TASK DETAILS: Every line of the data below needs to be reproduced exactly.

Stored items from a collection
PR #384, opened 2022-11-29
Minor: Do not need push image when merge main

anhductn2001:


JakeHartnell (approved):
I'm ok with this.

vuong177 (approved):

the-frey:
Not needed because there will be a build that corresponds to the commit when it hits main?

anhductn2001:
In my opinion, image should only be built when we release a version. Changes to the current main can be true or false. For debugging or testing, developers can build their own image to debug with `make docker-build-debug` or `docker-compose up` in local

TASK RESULT:
PR #384, opened 2022-11-29
Minor: Do not need push image when merge main

anhductn2001:


JakeHartnell (approved):
I'm ok with this.

vuong177 (approved):

the-frey:
Not needed because there will be a build that corresponds to the commit when it hits main?

anhductn2001:
In my opinion, image should only be built when we release a version. Changes to the current main can be true or false. For debugging or testing, developers can build their own image to debug with `make docker-build-debug` or `docker-compose up` in local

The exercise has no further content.